* _Task statement_:
From the top of the records below down to the line containing "Fixes handling of", reproduce every line exactly.

* _Given records_:
* * * * *

PR #3156, opened 2024-09-26
fix handling of __typename optimizations

dariuszkuc:
Fixes handling of a `__typename` selection during query planning process.

When expanding fragments we were keeping references to the same `Field`s regardless where those fragments appeared in our original selection set. This was generally fine as in most cases we would have same inline fragment selection sets across whole operation but was causing problems when we were applying another optimization by collapsing those expanded inline fragments creating a new selection set. As a result, if any single field selection (within that fragment) would perform optimization around the usage of `__typename`, ALL occurrences of that field selection would get that optimization as well. See example below

```graphql
foo {
  f1 {
    ... on Bar {
      __typename
      ...onBar # will be collapsed and sub selections will optimize __typename
    }
  }
  f2 {
    ...onBar # sub selections will get __typename optimization from above
  }
}

fragment onBar on Bar {
  b
  c
}
```

### DIFF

* * * * *

* _Exercise result_:
PR #3156, opened 2024-09-26
fix handling of __typename optimizations

dariuszkuc:
Fixes handling of a `__typename` selection during query planning process.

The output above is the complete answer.